Hi all.  I've been lurking the forums for about 6 weeks and finally registered today.  Quick intro on myself.

I started getting into LD'ing the beginning of the year.  This site has given me a ton of motivation as well as quality info.  I managed 6 LDs in the first month, albeit they were very short (between 2 & 20 seconds).  I'm an instant gratification type of person so I originally looked for "magic" supplements that would do the hard work for me.  I quickly realized they did not exist... at least not for me.  I did manage a few short lucids while praciting MILD, DILD and WBTB techniques, but I'm still very much a noob.

My recall was getting pretty good (2-5 dreams/fragments per night), but has recently disappeared.  I'm hoping that by joining this class and maybe the competition next go-around, that my motivation will increase.  I look forward to studying this beautiful art form with all of you.
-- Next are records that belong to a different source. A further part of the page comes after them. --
PR #3791, opened 2019-05-16
Fix serialize-messages for Akka.Cluster and Akka.Remote (netstandard2.0)

heatonmatthew:
Applied changes from #3725 on top of netstandard 2.0 targeted upgrade with the serialization restriction of dotnet core projects lifted (#3790).

### DIFF
--- a/src/core/Akka.Cluster/Member.cs
+++ b/src/core/Akka.Cluster/Member.cs
@@ -11,6 +11,7 @@ using System.Collections.Immutable;
 using System.Linq;
 using Akka.Actor;
 using Akka.Util.Internal;
+using Newtonsoft.Json;
 
 namespace Akka.Cluster
 {
@@ -90,6 +91,20 @@ namespace Akka.Cluster
             UpNumber = upNumber;
             Status = status;
             Roles = roles;
+        }
+
+        /// <summary>
+        /// Used when `akka.actor.serialize-messages = on`.
+        /// </summary>
+        /// <param name="uniqueAddress">The address of the member.</param>
+        /// <param name="upNumber">The upNumber of the member, as assigned by the leader at the time the node joined the cluster.</param>
+        /// <param name="status">The status of this member.</param>
+        /// <param name="roles">The roles for this member. Can be empty.</param>
+        [JsonConstructor]
+        internal Member(UniqueAddress uniqueAddress, int upNumber, MemberStatus status, IEnumerable<string> roles)
+            : this(uniqueAddress, upNumber, status, roles.ToImmutableHashSet())
+        {
+
         }
 
         /// <summary>
--- a/build.fsx
+++ b/build.fsx
@@ -25,8 +25,8 @@ let outputPerfTests = __SOURCE_DIRECTORY__ @@ "PerfResults"
 let outputBinaries = output @@ "binaries"
 let outputNuGet = output @@ "nuget"
 let outputMultiNode = outputTests @@ "multinode"
-let outputBinariesNet45 = outputBinaries @@ "net45"
-let outputBinariesNetStandard = outputBinaries @@ "netstandard1.6"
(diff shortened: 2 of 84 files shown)


src/core/Akka.Cluster/Member.cs
```diff
@@ -92,6 +93,20 @@ internal Member(UniqueAddress uniqueAddress, int upNumber, MemberStatus status,
...
         }
 
+        /// <summary>
+        /// Used when `akka.actor.serialize-messages = on`.
+        /// </summary>
+        /// <param name="uniqueAddress">The address of the member.</param>
+        /// <param name="upNumber">The upNumber of the member, as assigned by the leader at the time the node joined the cluster.</param>
+        /// <param name="status">The status of this member.</param>
+        /// <param name="roles">The roles for this member. Can be empty.</param>
+        [JsonConstructor]
```
zbynek001: isn't this serialized via protobuff ClusterMessageSerializer? Why json serialization?

heatonmatthew: @zbynek001 A good question to ask. You're correct that there are a lot of protobuf encoded Cluster Messages (in ClusterMessages.g.cs), however this particular Member.cs class is actually being referenced in the messages defined under ClusterEvent.XYZ which are messages published to the EventBus (and in the context of the BugFix3724Spec test at least, are destined for the Event.LoggingBus).

I am new to the akka.net code base so take the following comments as very tentative:

- The messages under ClusterEvent.XYZ are JSON serialized by design at this point
- My gut says that protobuf would be better (even if we are waiting for [Hyperion](https://github.com/akkadotnet/akka.net/pull/3725#discussion_r260521727)) but that would be a breaking change
- I'm keen to circle back to [this comment](https://github.com/akkadotnet/akka.net/pull/3725#discussion_r260521054) in the context of netstandard2.0 to see whether #3790 will enable the INoSerializationVerificationNeeded restriction to be lifted

@Aaronontheweb Do you have any input on this point?

heatonmatthew: So after a quick tour through the code, I think that the underlying Gossip and state management messages for the cluster do use the protobuf messages, but the observable messages published by the ClusterDomainEventPublisher on the EventBus are JSON serialized.

I'm interested to know if this is a specific design decision and/or if there would be resistance to migrating to a consistent protobuf wire format for both?

Aaronontheweb:
@heatonmatthew so I just merged in https://github.com/akkadotnet/akka.net/pull/3725 - but you have some additional code in this PR beyond my changes. What's the best way to reconcile this?

src/core/Akka.Cluster/Member.cs
Aaronontheweb: @zbynek001 @heatonmatthew so this might be an issue with `serialize-messages` inside Akka core where we don't use the correct serializer based on its manifest type.... I'm going to see if I can fix that in https://github.com/akkadotnet/akka.net/pull/3744 - I added a `JsonConstructor` call similar to this one for the `Member` class and that may no longer be necessary once the serialization fixes are added to serialize-messages in that PR.

heatonmatthew:
@Aaronontheweb this one builds on my changes from #3790 which is waiting to be merged. The majority of the extra changes will be from that, so it would be helpful to progress that one first. I've just updated that branch now.

Once #3790 is merged, I can review this against the combined set of changes. Since this whole branch is intended to be a cherry-pick of #3724 on top of #3790 (mainly so that I can use it in pre-production for myself), there might be nothing more to do with this specific task.

src/core/Akka.Cluster/Member.cs
heatonmatthew: @Aaronontheweb let me know if there's anything specific you could do with a hand on. It's quite interesting code to be working on.

Aaronontheweb:
No needed - this is already fixed.

PR #3780, opened 2019-05-06
Batch update with singleton/sharding fixes

zbynek001:
Mostly singleton & sharding fixes, plus some dependencies
Will split it into smaller parts if needed

Included:
https://github.com/akka/akka/pull/25854
https://github.com/akka/akka/issues/25274
https://github.com/akka/akka/pull/24442
https://github.com/akka/akka/issues/25639
https://github.com/akka/akka/issues/26336
https://github.com/akka/akka/issues/26793
https://github.com/akka/akka/pull/25648
https://github.com/akka/akka/pull/26061
https://github.com/akka/akka/issues/26012
https://github.com/akka/akka/issues/26214
https://github.com/akka/akka/issues/26451
https://github.com/akka/akka/pull/26819
& persistent shard passivate-idle fix

PR #3801, opened 2019-05-21
[SpecFix] fixed Passivation_of_inactive_entities spec

Aaronontheweb:
#3786

### DIFF
--- a/src/contrib/cluster/Akka.Cluster.Sharding.Tests/InactiveEntityPassivationSpec.cs
+++ b/src/contrib/cluster/Akka.Cluster.Sharding.Tests/InactiveEntityPassivationSpec.cs
@@ -99,9 +99,13 @@ namespace Akka.Cluster.Sharding.Tests
         public void Passivation_of_inactive_entities_must_passivate_entities_when_they_have_not_seen_messages_for_the_configured_duration()
         {
             // Single node cluster
-            Cluster.Get(Sys).Join(Cluster.Get(Sys).SelfAddress);
+            Within(TimeSpan.FromSeconds(5), () =>
+            {
+                Cluster.Get(Sys).Join(Cluster.Get(Sys).SelfAddress);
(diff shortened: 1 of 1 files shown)


src/contrib/cluster/Akka.Cluster.Sharding.Tests/InactiveEntityPassivationSpec.cs
```diff
@@ -132,7 +132,7 @@ public void Passivation_of_inactive_entities_must_passivate_entities_when_they_h
 
             // Make sure "1" hasn't seen a message in 3 seconds and passivates
             var timeSinceOneSawAMessage = DateTime.Now.Ticks - timeOneSawMessage;
-            probe.ExpectNoMsg(TimeSpan.FromSeconds(3) - TimeSpan.FromTicks(timeSinceOneSawAMessage));
+            probe.ExpectNoMsg(TimeSpan.FromSeconds(3) - TimeSpan.FromTicks(timeSinceOneSawAMessage) - TimeSpan.FromMilliseconds(40));
```
Aaronontheweb: The fix here was simple - this spec, when it'd fail on the build server, would be for reasons like this:

```
Failed: Expected no messages during 00:00:00.9951057, instead we received <1 passivating> from [akka://AkkaSpec/system/sharding/myType/1/1#392767797] after 00:00:00.9946593
Expected: True
Actual: False
```
The issue in this case is that the time we were setting during the `ExpectNoMsg` period is more precise than what's allowed by the server's clock resolution. Thus, I padded the time by an additional 40ms - which should be plenty enough to make sure the test is still meaningful but a big enough margin to avoid having the test too tightly fitted.

Aaronontheweb:
Race conditions still aren't quite resolved yet even though the last build passed - have some more hardening to do on this spec.

Aaronontheweb:
Covered via #3780

PR #3806, opened 2019-05-22
[SpecFix] working on fixing AtLeastOnceDeliveryCrashSpec

Aaronontheweb:
#3786 - added some debug logging to see why this test is racy. Looks like it's either an issue with Recovery, the timing configuration of the `AtLeastOnceDeliveryActor` in this spec, or the `AtLeastOnceDeliverySemantic` not handling recoveries properly.


src/core/Akka.Persistence.Tests/ReceivePersistentActorAsyncAwaitSpec.cs
```diff
@@ -574,11 +574,13 @@ public AsyncPipeToDelayActor(string persistenceId)
...
                 CommandAsync<string>(async msg =>
                 {
+                    var sender = Sender;
+                    var self = Self;
                     Task.Run(() =>
                     {
                         Thread.Sleep(10);
                         return msg;
-                    }).PipeTo(Sender, Self); //LogicalContext is lost?!?
+                    }).PipeTo(sender, self);
```
Aaronontheweb: Fixed this spec too - would sometimes fail because we didn't close over `Sender` .

Aaronontheweb: This isn't the final fix here - still having issues.

PR #3808, opened 2019-05-22
sharding PassivateIdle fix

zbynek001:
PassivateIdleTask was not cancelled for persistent shards on stop leading to deadletters


Aaronontheweb:
LGTM

PR #3810, opened 2019-05-25
Allow AtLeastOnceDelivery parameters to be set from deriving classes (as intended)

ondrejpialek:
Currently all AtLeastOnceDelivery parameters are read from settings passed via `ctor` when the semantic is created. The documentation says that properties that expose these parameters may be overwritten in derived classes to provide different values. This however does not work. The semantic never reads from the derived actors themselves (it has no reference to the owning actor to even read the properties).

This PR makes the owning actors' properties non-virtual and write through, effectively encapsulating the ones of the semantic. The semantic is additionally updated to handle changing values even as the actor runs (so they can be modified even outside the actor's `ctor` and the new values will be picked up by the semantic).

The values from settings are still the default.

I also fixed the redelivery interval being fired at double the intended rate.

This might be a potentially breaking change, as the properties are no longer virtual. But anyone overwriting these was not getting what they wanted anyway - so perhaps a good thing they will get a compiler error and thus a chance to update their code to set the interval and other properties properly?


src/core/Akka.Persistence.Tests/AtLeastOnceDeliveryFailureSpec.cs
```diff
@@ -144,9 +144,9 @@ public ChaosSender(IActorRef destination, IActorRef probe)
                 _config = Context.System.Settings.Config.GetConfig("akka.persistence.sender.chaos");
                 _liveProcessingFailureRate = _config.GetDouble("live-processing-failure-rate");
                 _replayProcessingFailureRate = _config.GetDouble("replay-processing-failure-rate");
-            }
 
-            public override TimeSpan RedeliverInterval { get { return TimeSpan.FromMilliseconds(500); } }
+                RedeliverInterval = TimeSpan.FromMilliseconds(500);
```
ondrejpialek: This is a good example how these properties are now intended to be used; just set them anywhere from within the actor instead of overwriting.

src/core/Akka.Persistence/AtLeastOnceDeliverySemantic.cs
```diff
@@ -380,8 +432,8 @@ public AtLeastOnceDeliverySemantic(IActorContext context, PersistenceSettings.At
         private void StartRedeliverTask()
         {
             if (_redeliverScheduleCancelable != null) return;
-            var interval = new TimeSpan(RedeliverInterval.Ticks / 2);
-            _redeliverScheduleCancelable = _context.System.Scheduler.ScheduleTellRepeatedlyCancelable(interval, interval, _context.Self,
+            var delay = new TimeSpan(RedeliverInterval.Ticks / 2);
+            _redeliverScheduleCancelable = _context.System.Scheduler.ScheduleTellRepeatedlyCancelable(delay, RedeliverInterval, _context.Self,
```
ondrejpialek: Was this a bug? The first parameter is the initial delay of the very first callback. The second parameter is then the interval this will fire in, so this should be the whole `RedeliverInterval`, not half?

Aaronontheweb:
@ondrejpialek need to approve the public API changes: https://getakka.net/community/public-api-changes.html

Aaronontheweb:
That'll get the failing unit test to pass.

ondrejpialek:
Sorry I haven't read that part of the docs. That explains that popup I saw and the files I had to exclude from the commit :) Will add it and update the PR.

ondrejpialek:
PR ready @Aaronontheweb

Aaronontheweb:
Thank you!

src/core/Akka.Persistence/AtLeastOnceDeliverySemantic.cs
```diff
@@ -326,18 +328,37 @@ public sealed class RedeliveryTick : INotInfluenceReceiveTimeout, IDeadLetterSup
...
-        /// non-default values.
+        /// configuration key.
         /// </summary>
-        public virtual TimeSpan RedeliverInterval => _settings.RedeliverInterval;
+        public TimeSpan RedeliverInterval
+        {
+            get => _redeliverInterval;
+            set
+            {
+                if (_redeliverInterval != value)
```
Horusiath: Doesn't this looks too surprising? I mean, using setter is usually considered to be simple operation with no side effect (except changing value type). The fact, that it resets schedule may be the source of problems, for example in debugging, in the future.

src/core/Akka.Persistence/AtLeastOnceDeliverySemantic.cs
```diff
@@ -346,31 +367,62 @@ public AtLeastOnceDeliverySemantic(IActorContext context, PersistenceSettings.At
...
+                {
+                    _warnAfterNumberOfUnconfirmedAttempts = value;
+
+                    var deliveriesAboveThreshold = _unconfirmed.Where(u => u.Value.Attempt >= value)
+                        .Select(u => new UnconfirmedDelivery(u.Key, u.Value.Destination, u.Value.Message))
+                        .ToArray();
+
+                    if (deliveriesAboveThreshold.Length > 0)
+                    {
+                        _context.Self.Tell(new UnconfirmedWarning(deliveriesAboveThreshold));
```
Horusiath: Same here, the last thing I would expect from using (`this.WarnAfterNumberOfUnconfirmedAttempts = 5`) is that it may send messages to actors and allocate extra arrays.

src/core/Akka.Persistence/AtLeastOnceDeliverySemantic.cs
ondrejpialek: It's here so that the semantic behaves "correctly", e.g. if you set a different interval it should send things in a different interval. I agree that having too much logic in setters is not great though (thought I thought it's acceptable and tried to limit the resets by checking for a change).

What do you propose? Have a method instead for changing this? Or have this read only and only accept the value via `ctor`? Or making this smarter by calculating the correct delay between the elapsed time and new interval?

src/core/Akka.Persistence/AtLeastOnceDeliverySemantic.cs
ondrejpialek: Again - this is to make the logic correct - if you start with 10, have 6 unconfirmed, then switch to 5 then you should receive the warning.

What do you think is best? Have this read only (and accept the value only via `ctor`?) or not trigger immediately but wait for next unconfirmed message?

src/core/Akka.Persistence/AtLeastOnceDeliverySemantic.cs
Horusiath: AFAIK those configuration values should be defined exactly once - when an actor is created. I'd probably need verify it somehow, but we're having a state machines here, so changing this value in different actor "state" may result in different side effects - and I'm not sure if all of them are acceptable.

Simplest way I can think of ATM to make it break the actor would be to call `RedeliverInterval = x` in actor's PostStop method after calling `base.PostStop()`, which is cancelling all scheduled messages. Any call like this one made afterwards would trigger it to schedule the message back again, but never actually cancel.

ondrejpialek: That would not happen the way it's currently written as it checks for `_redeliverScheduleCancelable ` being active before restarting it.

```
if (_redeliverScheduleCancelable != null)
{
	_redeliverScheduleCancelable.Cancel();
	_redeliverScheduleCancelable = null;
	StartRedeliverTask();
}
```

But if you prefer not to have these mutable I can redo this PR in a different way - the values would be set via `ctor` only (at the cost of having to read the redelivery settings in two places (both AtLeastOnce actors that use this semantic).

The problem with that approach is that the `AtLeastOnceDeliverySemantic` is created in the actor's `ctor` and you should not access virtual fields inside a `ctor`, so the only way that comes in mind is specifying two `ctors` for each actor so that you can specify these parameters calling the right base `ctor`.

ondrejpialek: Actually there is already a `ctor` that takes the redelivery settings. So perhaps we make the method non-virtual in order not to confuse the developers (as overwriting has no effect currently) and we fix the docs to say to use the overloaded `ctor` instead of overwriting?

Horusiath: It would be nice, but the problem is backwards compatibility. I think, we can stay with your current approach. Any thoughts @Aaronontheweb ?

Aaronontheweb:
@Horusiath saw that you tagged me here - my apologies for the delay! I'll take a look at this today.

src/core/Akka.Persistence/AtLeastOnceDeliverySemantic.cs
Aaronontheweb: @ondrejpialek @Horusiath 

> Actually there is already a ctor on the actors that takes the redelivery settings. So perhaps we make the properties non-virtual in order not to confuse the developers (as overwriting has no effect currently) and we fix the docs to say to use the overloaded ctor instead of overwriting?

Since this is going into the v1.4 branch and we can afford to take some more liberties with the API there - if overriding the properties already has no effect, I don't see an issue with removing the `virtual` modifier on those properties and just having developers use the constructor overload instead. I think making these settings immutable and settable through the constructor is probably the best way to go, in order to avoid having those side effects during the processing of the state machine as @Horusiath mentioned.

Can you go ahead with those changes @ondrejpialek ?

src/core/Akka.API.Tests/CoreAPISpec.ApprovePersistence.approved.txt
```diff
@@ -16,11 +16,11 @@ namespace Akka.Persistence
     {
         protected AtLeastOnceDeliveryActor() { }
         protected AtLeastOnceDeliveryActor(Akka.Persistence.PersistenceSettings.AtLeastOnceDeliverySettings settings) { }
-        public int MaxUnconfirmedMessages { get; }
-        public virtual System.TimeSpan RedeliverInterval { get; }
```
Aaronontheweb: I'm ok with this change.

src/core/Akka.Persistence/AtLeastOnceDeliveryReceiveActor.cs
```diff
@@ -52,31 +55,40 @@ protected AtLeastOnceDeliveryReceiveActor(PersistenceSettings.AtLeastOnceDeliver
...
         /// The default value can be configure with the 'akka.persistence.at-least-once-delivery.max-unconfirmed-messages'
-        /// configuration key. This method can be overridden by implementation classes to return
-        /// non-default values.
+        /// configuration key.
         /// </summary>
-        public int MaxUnconfirmedMessages => _atLeastOnceDeliverySemantic.MaxUnconfirmedMessages;
+        public int MaxUnconfirmedMessages
+        {
+            get => _atLeastOnceDeliverySemantic.MaxUnconfirmedMessages;
+            set => _atLeastOnceDeliverySemantic.MaxUnconfirmedMessages = value;
```
Aaronontheweb: All of these settings should be immutable and overloadable via the CTOR, as you mentioned @ondrejpialek

src/core/Akka.Persistence/AtLeastOnceDeliverySemantic.cs
Aaronontheweb: Agree with @Horusiath - this should be immutable I think. Pick your strategy and stick with it at the time the actor starts.

src/core/Akka.Persistence/AtLeastOnceDeliverySemantic.cs
Aaronontheweb: yeah, must have been a bug. Nice catch.

src/core/Akka.Persistence/AtLeastOnceDelivery.cs
```diff
@@ -61,14 +61,24 @@ protected AtLeastOnceDeliveryActor(PersistenceSettings.AtLeastOnceDeliverySettin
             _atLeastOnceDeliverySemantic = new AtLeastOnceDeliverySemantic(Context, settings);
         }
 
+        /// <summary>
+        /// Initializes a new instance of the <see cref="AtLeastOnceDeliveryActor"/> class.
+        /// </summary>
+        /// <param name="overrideSettings">A lambda to tweak the default AtLeastOnceDelivery settings.</param>
+        protected AtLeastOnceDeliveryActor(Func<PersistenceSettings.AtLeastOnceDeliverySettings, PersistenceSettings.AtLeastOnceDeliverySettings> overrideSettings)
```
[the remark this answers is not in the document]
Aaronontheweb: I think that's a reasonable compromise and a clean API.

Aaronontheweb:
@Horusiath I'm good with this - any objections?

PR #3817, opened 2019-06-04
fixed issue with multiple specs all trying to use same Akka.Remote port at the same time

Aaronontheweb:
part of #3786


Aaronontheweb:
I think I addressed this inside https://github.com/akkadotnet/akka.net/pull/3744 using `Collection` attributes instead of changing the port numbers to 0. Might be a cleaner way of handling this.

Aaronontheweb:
This is a more heavy-duty change, but I think it's the right way to handle this: if we're going to run the TestSuite concurrently, have everything use port 0 by default. Any HOCON supplied on an individual test will override this.

PR #4056, opened 2019-11-21
MNTR NRE fix for #4035

### LINKED ISSUE #4035: MNTR: TRX reporter fails with NRE
Version: 1.4.0-beta3

```
Cause: System.NullReferenceException: Object reference not set to an instance of an object.
   at Akka.MultiNodeTestRunner.Shared.AzureDevOps.TrxSinkActor.ReportFailure(SpecSession session, Dictionary`2 nodeResults)
   at Akka.MultiNodeTestRunner.Shared.AzureDevOps.TrxSinkActor.ReportSpec(SpecSession session, TestRun testRun, String computerName)
   at Akka.MultiNodeTestRunner.Shared.AzureDevOps.TrxSinkActor.HandleEndSpec(EndSpec endSpec)
   at lambda_method(Closure , Object , Action`1 , Action`1 , Action`1 , Action`1 , Action`1 , Action`1 , Action`1 , Action`1 , Action`1 , Action`1 )
   at Akka.Tools.MatchHandler.PartialHandlerArgumentsCapture`11.Handle(T value)
```

Failed during https://dev.azure.com/dotnet/Akka.NET/_build/results?buildId=24678&view=logs&j=dc4e9172-2a93-56ab-8572-2079bd522eec&t=7d446c1b-f726-5de4-2784-d7d7d79a78d2

IgorFedchenko:
Close #4035 

Here is the code that is failing with NRE:
```csharp
private static void ReportFailure(SpecSession session, Dictionary<int, UnitTestResult> nodeResults)
{
	foreach (var (time, message) in session.Fails)
	{
		var result = nodeResults[message.NodeIndex];
		result.Outcome = TestOutcome.Failed;
		result.EndTime = time;
		result.Output = new Output();

		result.Output.StdErr.Add(message.Message);
		result.Output.DebugTrace.Add(message.Message);
		result.Output.ErrorInfo.Message = message.Message;
	}
}
```

Since we do not have exact like, there are few candidates to throw NRE (expressions that could be `null` in this case): 
`session`
`noreResults
`message` from `var (time, message) in session.Fails`
`nodeResults[message.NodeIndex]`
`result.Output.StdErr` or `result.Output.DebugTrace` or `result.Output.ErrorInfo`

Luckily, the code is pretty simple here and all of this is initialized in this class or somewhere near in the call tree. So after some careful check, I have verified that nobody could be `null` except  `result.Output.ErrorInfo` (either because it is just impossible, or it should throw somewhere before this `ReportFailure` invocation). And `result.Output.ErrorInfo` is just not initialized, so the fix is simple.

### DIFF
--- a/src/core/Akka.MultiNodeTestRunner.Shared/TrxReporter/TrxSinkActor.cs
+++ b/src/core/Akka.MultiNodeTestRunner.Shared/TrxReporter/TrxSinkActor.cs
@@ -133,7 +133,7 @@ namespace Akka.MultiNodeTestRunner.Shared.AzureDevOps
 
                 result.Output.StdErr.Add(message.Message);
                 result.Output.DebugTrace.Add(message.Message);
-                result.Output.ErrorInfo.Message = message.Message;
+                result.Output.ErrorInfo = new ErrorInfo() { Message = message.Message };
             }
         }
 


IgorFedchenko:
P.S. Did not want to initialize it in `Output` class directly, because in that case after output serialization we would see non-empty `ErrorInfo` value with empty properties, which does not look nice. Let it be `null` if no errors occurred.

PR #4058, opened 2019-11-22
Fix actor terminated exception from TcpListener actor

IgorFedchenko:
When running CI in #4022, we were getting errors during MNTR run:

```
[ERROR][22.11.2019 14:40:28][Thread 0041][akka://TestRunnerLogging/system/IO-TCP/$a] Monitored actor [[akka://TestRunnerLogging/user/TcpLogger#73156647]] terminated
Cause: Akka.Actor.DeathPactException: Monitored actor [[akka://TestRunnerLogging/user/TcpLogger#73156647]] terminated
   в Akka.Actor.ActorBase.Unhandled(Object message)
   в Akka.Actor.ActorBase.AroundReceive(Receive receive, Object message)
   в Akka.Actor.ActorCell.ReceiveMessage(Object message)
   в Akka.Actor.ActorCell.ReceivedTerminated(Terminated t)
   в Akka.Actor.ActorCell.AutoReceiveMessage(Envelope envelope)
   в Akka.Actor.ActorCell.Invoke(Envelope envelope)
```

Turned out that it is due the fact that `TcpLoggingServer` actor is binding via Akka.IO to the socket, but does not unbind before shutting down the whole actor system. 
In theory, if internal `Akka.IO.TcpListener` actor will shutdown first, we will not get this error, but I could stably reproduce this issue on my local machine.
So basically I am just asking `TcpLoggingServer` to unbind from socket (an therefore `TcpListener` will shutdown and stop watching logger), and after that shutting down the system.

Even if MNTR is failing for some another reason, this PR will at least fix warning about `Tcp.Bound` message was not delivered (now it is handling by `TcpLoggingServer` to ask for `Unbind` at the end).

### DIFF
--- a/src/benchmark/Akka.Benchmarks/IO/TcpOperationsBenchmarks.cs
+++ b/src/benchmark/Akka.Benchmarks/IO/TcpOperationsBenchmarks.cs
@@ -44,7 +44,7 @@ namespace Akka.Benchmarks
             _system = ActorSystem.Create("system");
             _message = new byte[MessageLength];
 
-            var port = new Random().Next(18000, 19000);
+            var port = GetFreeTcpPort();
             _server = _system.ActorOf(Props.Create(() => new EchoServer(port)));
             _clientCoordinator = _system.ActorOf(Props.Create(() => new ClientCoordinator("127.0.0.1", port, ClientsCount)));
         }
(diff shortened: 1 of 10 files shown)


Aaronontheweb:
> Even if MNTR is failing for some another reason, this PR will at least fix warning about Tcp.Bound message was not delivered (now it is handling by TcpLoggingServer to ask for Unbind at the end).

I agree, this will clean up a very annoying error message that shows up routinely in the MNTR logs.

IgorFedchenko:
@Aaronontheweb Fixed tests skipping - now should be good to merge.

PR #4062, opened 2019-11-23
Logging and buffering Tcp.Write before Tcp.Register received

### LINKED ISSUE #3775: Akka.IO: Tcp.Write messages sent to TcpConnection prior to Tcp.Register are silently dropped
Version: 1.3.13 and earlier

Found this issue while debugging an issue in another project earlier today:

https://github.com/akkadotnet/akka.net/blob/1b35f594411a7450f8121520858a77bb33c8c6e8/src/core/Akka/IO/TcpConnection.cs#L137-L178

If a `Tcp.Write` message is sent to the `TcpConnection` actor prior to receiving a `Tcp.Register` message, those `Tcp.Write` messages are dropped - in our system this was a minor race condition that only occurred during unit testing (registration and writes were sent by two separate actors) but this could absolutely happen in a production environment too if someone used a similar setup to us.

Due to personal circumstances, I probably won't get to post again till next week.  Hopefully I'll complete a task over the weekend and can post the good news.

Peace and good luck.

----------


## Matte87

Hi and welcome to class!  :smiley:  Sounds like you got everything under control. The recent lack of recall is probably just a phase and it'll pass. Stress makes it worse though, so don't force it to come back.

Just write your score in the competition and I'll include you in a team. Looking forward to reading some of your entries. Keep on dreaming!

----------


## GreyBeard

I finally made it back.  I don't have admin rights on my work computer so I couldn't log in to the real DV.  My home PC runs Linux, so it took me a bit to figure that one out.  Anyway...

My dry spell ended.  I had 3 short LDs last weekend (with the help of Galantamind) and another one last night (non-supplement induced).  My biggest problem is that I cannot stabilize the dream for the life of me.  Last night for example.  I recognized I was in a dream and immediately thought to stabilize.  I looked closely at the nearest object to me (the railing of a staircase).  It was very detailed and realistic.  I tried my best to focus on the details.  I took a deep breath to get my sense of smell working.  I even stopped some DC's from moving around so they wouldn't distract me.  The dream only lasted about 10-15 seconds before I woke up. I was still trying to stabilize when I woke.

Even though I tried my best to stay calm, my heart was racing when I woke up.  I realize that I'm just getting too excited once I become lucid.  I keep telling myself to stay calm, but the thought of unlimited possibilities is just too exciting to me.  Will this pass over time?  I'm up to 12 LDs since the beginning of the year, but I haven't gotten past the stabilization phase yet.  Any thoughts?

----------


## GreyBeard

I had another LD experience last night.  I realized I was dreaming and immediately tried to stabilize.  I looked closely at my hands.  They were kind of small at first, but the more I looked the more normal they became.  The detail was crazy.  I could see every tiny little line in my hand.  I rubbed them together and that helped a little.  I was in a crowded office, so I walked around looking for objects to inspect.  I was touching everything on the receptionist's desk (I don't think they were very happy about that).  I picked up a bag of Swedish Fish, and I'm kicking myself for not eating one.  At that point I decide to try and complete the first task in the class before I woke up.  In retrospect, this was a bad idea because the dream just wasn't stable enough yet.  I walked around trying to decide who to ask.  Most of my DCs were unfriendly looking old men.  I finally found an older lady and said "excuse me".  My next question was going to be "do you know I'm dreaming right now?" but I woke up before I could get the words out.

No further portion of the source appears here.